Film był promowaniem zgorszenia i zdrady ludzkiej. Nic ciekawego w tym filmie nie było oprócz kostiumów, ale to na film powojenny to i tak za mało. Końcówka miała być rozwiązaniem całego tego bajzlu? Wybrała upośledzonego umysłowo męża o którym sobie przypomniała po zdradzie, też mi pozytywne zakończenie, a jakie romantyczne. Po prostu balszoje kino.
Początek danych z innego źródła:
PR #2333, opened 2021-04-26
Added translations to CONTRIBUTING.md

HonbraDev:
@TheOtterlord


TheOtterlord (approved):
Thanks.
Looks good, though it makes me wonder if we should set up json validation for the locales 🤔 
Anyway that's another issue

PR #2355, opened 2021-04-26
chore(Kibbeh): add raw text to translations

lbarthon:
## Changes
- Repairs the `he` translation file that had a weird trailing character and a missing dquote
- Adds 2 new translation keys:
  <details><summary>pages.viewUser.about</summary></details>
  <details><summary>components.modals.editProfileModal.bannerUrlLabel</summary></details>
- Translate some stuff in french / `fr`


rzsxdev:
The word "with" is a bit problematic for translations because some langauges don't have a word for it and instead use suffixes after the nouns.

lbarthon:
> The word "with" is a bit problematic for translations because some langauges don't have a word for it and instead use suffixes after the nouns.

Oh, should I add the name as a placeholder in the translation ?
Edit: Cannot be done because usernames are in bold, I just removed the commit

PR #2361, opened 2021-04-26
Fix #2244 - Overflowing leave button on small screen

### LINKED ISSUE #2244: Buttons overflowing in small screens
**Describe the bug**

**To Reproduce**
Steps to reproduce the behaviour:
1. Open the chat ui in smaller phones such as moto g4

**Expected behavior**
The ui should adapt to the small screen.  

**Screenshots**
Screen short of the overflowing ui
Screenshot_20210422_140540

**What device are you on?**
moto g4

**Additional context**
The bottom buttons on the chat page overflows when there is a smaller screen.

wes337:
Uses flex wrap, and justifies content on XS screens only. Only affects the panel with many options. Resolves #2244 

Before:
before

After:
after

Here's a GIF:
cYf8tbzH21


wes337:
Not sure why the tests are failing. They are all passing. Also is there now more rules to how commit messages should be?

benawad:
If you pull and push again the gh action should pass when the tests should pass

for commit messages use conventional commit

nadirabbas:
I think the `leave` button should have full width in column flow. What do you think @ajmnz ?

ajmnz:
> I think the `leave` button should have full width in column flow. What do you think @ajmnz ?

I'm not really a fan of this, but guess everything in the mobile version is temp. So yeah, let's go full width

wes337:
Changes done. Also the chat button was a different size after the latest pull here.
XS:
xs

Small:
sm

Md:
md

wes337:
Seems like the pipline is still failing, for ESLint reasons on files unrelated to this PR, even after pulling and merging the latest Staging branch.

Also my commit messages are still not passing. I am adding the "type" to the message (`fix: something`). What am I doing wrong?

kibbeh/src/shared-hooks/useSetDeaf.ts
```diff
@@ -2,14 +2,14 @@ import { Wrapper } from "@dogehouse/kebab";
 import { useDeafStore } from "../global-stores/useDeafStore";
 import { useWrappedConn } from "./useConn";
 
+export const setDeaf = (conn: Wrapper, value: boolean) => {
```
wes337: This is entirely unrelated, but was causing the `lint` step to fail in the GH actions.

benawad:
@ajmnz I agree, its going to be very rare someone has a phone this size so I'm fine with this

kibbeh/src/shared-hooks/useSetDeaf.ts
amitojsingh366: pull latest and push, should be fixed

amitojsingh366:
use proper commit messages please *(`yarn commit` or `yarn commit:signed`)*

benawad:
> Also my commit messages are still not passing. I am adding the "type" to the message (`fix: something`). What am I doing wrong?

The thing in parens should be one of the scopes, in this case `kibbeh` and you need to add a scope to that one commit
image

benawad:
if you pull, I think the eslint error should go away

wes337:
Even though I used yarn commit, it's still not happy about my previous commits.

amitojsingh366:
> 
> 
> Even though I used yarn commit, it's still not happy about my previous commits.

one of your commits uses `fix(lint)`, it won't accept that. see the screenshot below it contains all the scopes accepted:
image

PR #2373, opened 2021-04-27
Fix auto mentioning names without @ symbols

TheBlueOompaLoompa:


Gers2017:
Please give this man a medal for this beautiful code

kibbeh/src/lib/createChatMessage.ts
```diff
@@ -18,7 +18,7 @@ export const createChatMessage = (
   const testAndPushToken = (item: string) => {
     const isLink = linkRegex.test(item);
     const withoutAt = item.replace(/@|#/g, "");
-    const isMention = roomUsers.find((m) => withoutAt === m.username);
+    const isMention = roomUsers.find((m) => withoutAt === m.username && item.includes(`@${withoutAt}`));
```
lbarthon, line 21: The replace line seem to be handling both `@` and `#`, and your includes only looks for an `@`

TheBlueOompaLoompa: My code only looks for an @ symbol because it only affects when you try to mention someone and not when you whisper to someone. Whisper uses #@. Also the issue is related to when you use a word that happens to be a username.

lbarthon: If both features are still working, it's ok

TheBlueOompaLoompa: image
Just tested it and it works perfectly!

amitojsingh366:
this isn't how we want to do this unfortunately...

PR #2377, opened 2021-04-27
fix width of chat on wider layouts

TheBlueOompaLoompa:
image
The chat was set to 325px width I think, so I changed it to 24.5vw to accommodate people with larger screen sizes.


ajmnz:
We’re not changing this at the moment.

PR #2388, opened 2021-04-27
Add /bot/auth wrapper to kebab

overlisted:
I'm going to make at least 2 more PRs improving kebab soon.


amitojsingh366:
do we need this in kebab?

BronzW:
Why not?

amitojsingh366:
> 
> 
> Why not?

kebab should be a socket only thing i think, the users should get their bot tokens themselves i think

PR #2392, opened 2021-04-27
ci(kibbeh): add scripts to run Cypress headlessly

mateuszkoncikowski:
1. Increasing global timeout (running on the remote server in headless mode will be considerably slower). We could add configuration to differentiate the execution environment but this could be done later. 
2. Running tests in Chrome browser instead of the default one (Electron based). The frontend contains Electron specific logic which interferes with tests in headless mode thus the change.

### DIFF
--- a/.github/workflows/label-pr.yml
+++ b/.github/workflows/label-pr.yml
@@ -1,6 +1,7 @@
 name: Auto label pr
 
-on: [pull_request]
+on:
+  - pull_request_target
 
 jobs:
   triage:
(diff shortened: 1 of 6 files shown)


A-Yamout:
Resource not accessible by integration?

amitojsingh366:
> 
> 
> Resource not accessible by integration?

that's not a problem, im fixing it

amitojsingh366:
@mateuszkoncikowski can you pull latest and push

mateuszkoncikowski:
Updated.

PR #2394, opened 2021-04-27
feat(pilaf): Add StackNavigationProps interface for navigation and route

dwieners:
This PR adds a suggestion for dealing with navigation props and route props. In future versions this should also be adapted to the hook `useNavigation`. The desired behavior can be achieved as follows: 
```ts
const navigation = useNavigation<StackNavigationProps<RootStackParamList, "Room">>()
```


goldyydev:
Do you mind renaming the commits from feature(... to feat(...?

Issue #2356, opened 2021-04-26
Chat does not resize properly when changing screen resolutions


Temi-pinheiro:
**Describe the bug**
When in a room, if you are on a laptop/desktop and your window size is mobile or tablet, when you click into chat and send or receive a couple of messages and then later resize your window back to desktop, there is large spacing between the messages.

**To Reproduce**
1. Resize your window to a tablet or mobile size
2. Click on the chat box
3. Send or receive a couple of messages
4. Resize the window to desktop

**Expected behavior**
It's supposed to look fine and resize on refresh, my guess is its a calculation issue affecting padding or margin. If you type any message after resizing, everything goes back to normal

**Screenshots**
![image](https://user-images.githubusercontent.com/63761067/116126303-026eb300-a6b6-11eb-8e75-c4aa87ab8464.png)
![image](https://user-images.githubusercontent.com/63761067/116126405-23370880-a6b6-11eb-9e1a-1dcee1759f88.png)
![image](https://user-images.githubusercontent.com/63761067/116126472-34801500-a6b6-11eb-9d5b-50d9abb31df5.png)

**What device are you on?**
HP Pavillion 15 inches.

nadirabbas:
what's not proper here?

Gers2017:
I'm working on this

lee1409:
Is anyone still working on this? If not, I'm willing to help working on this issue. 😁

nadirabbas:
I believe nobody's working on it

Gers2017:
yeah I'm nobody thanks 😄

nadirabbas:
@Gers2017 sorry I thought you abandoned it.

Gers2017:
I did. But as my uncle said don't give on your dreams

PR #2395, opened 2021-04-27
fix(kibbeh): removed inline styles from RoomChatList

Gers2017:
Removed Inline styles that used position absolute and translate

#2356

ex2
ex3
ex1


benawad:
those are needed for virtualization, I'm guessing this change would not work when the list fills up and you start scrolling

Moim zdaniem film był życiowy. Życie jest czasem zagmatwane, stawia przed nami trudne wybory i doświadcza nas ciężko. A człowiek jest tylko człowiekiem. Ja się wcale Nataszy nie dziwię. Owszem, Andriej był jej mężem, ale tak naprawdę po wypadku stał się dzieckiem, którym musiała się non stop opiekować i w którym nie miała żadnego oparcia. Na pewno było jej ciężko i czuła się osamotniona. Czy to tak trudno zrozumieć? Ale widać, że kochała męża mimo wszystko, opiekowała się nim i dawała mu dużo ciepła.
Jednak sama też czasem potrzebowała, by ktoś się nią zaopiekował, by mogła chociaż na chwilę zrzucić z siebie ciężar. Poza tym przy Maksie poczuła się atrakcyjna, poczuła się znowu kobietą.
Mam nadzieję, że na drugi raz niektórzy pomyślą dwa razy a przede wszystkim postarają się po prostu po ludzku wczuć w drugą osobę zanim wydadzą taki surowy, potępiający osąd.
Osąd? To tylko moje zdanie. Nie muszisz przecierz go przyjąć do siebie i z takim przekonaniem żyć. Przecież musiała powiedzieć "w zdrowiu i chorobie...". Nic nie usprawiedliwia zdrady, no chyba że ty tak nie uważasz i pozwoliłabyś mężowi, aby cię zdradzał na lewo i prawo. Widzę, że amerykanizacja za daleko postępuje w naszym kraju i ludzie nie tolerują dobrych obyczajów. Życie rzeczywiście jest zagmatwane. Co prawda mogła oddać męża do domu "specjalnej opieki", ale oznaczałoby to, że ten gruby łysy się nią "zaopiekował". Wybrała mniejsze zło i tak to ocenie. Każdy ma swoje zwierzęce potrzeby, ale będąc człowiekiem mamy wybór, możemy ich nie słuchać, tłumić, co oczywiście też może się źle skończyć.
Ja z kolei wcale nie dziwie sie Natalii,po 5 latach wojny i posuchy seksualnej miała prawo choc przez chwile poczuć sie znów kobietą, tym bardziej że mąż był już warzywkiem co nie zmieniało faktu że go już nie kochała. Przesadziłeś też z tym amerykanizmem. Niestety dla wielu forumowiczów przymiotnik "amerykanski" kojarzy sie wyłącznie z flagą w gwiazdki powiewająca po uratowaniu swiata, kiczem, American Pie, popcornem czy Colą,i brakiem obyczajów wg Ciebie. Mam nadzieje ze masz jakies powody by tak sądzić bo ja po 5 lentim pobycie w USA stwierdziłem że to Polakom tam będącym wiele z kultury do Amerykanów brakuje. Nie rzucajmy stereotypami i odsmażanymi tekstami,patrzmy lepiej na siebie.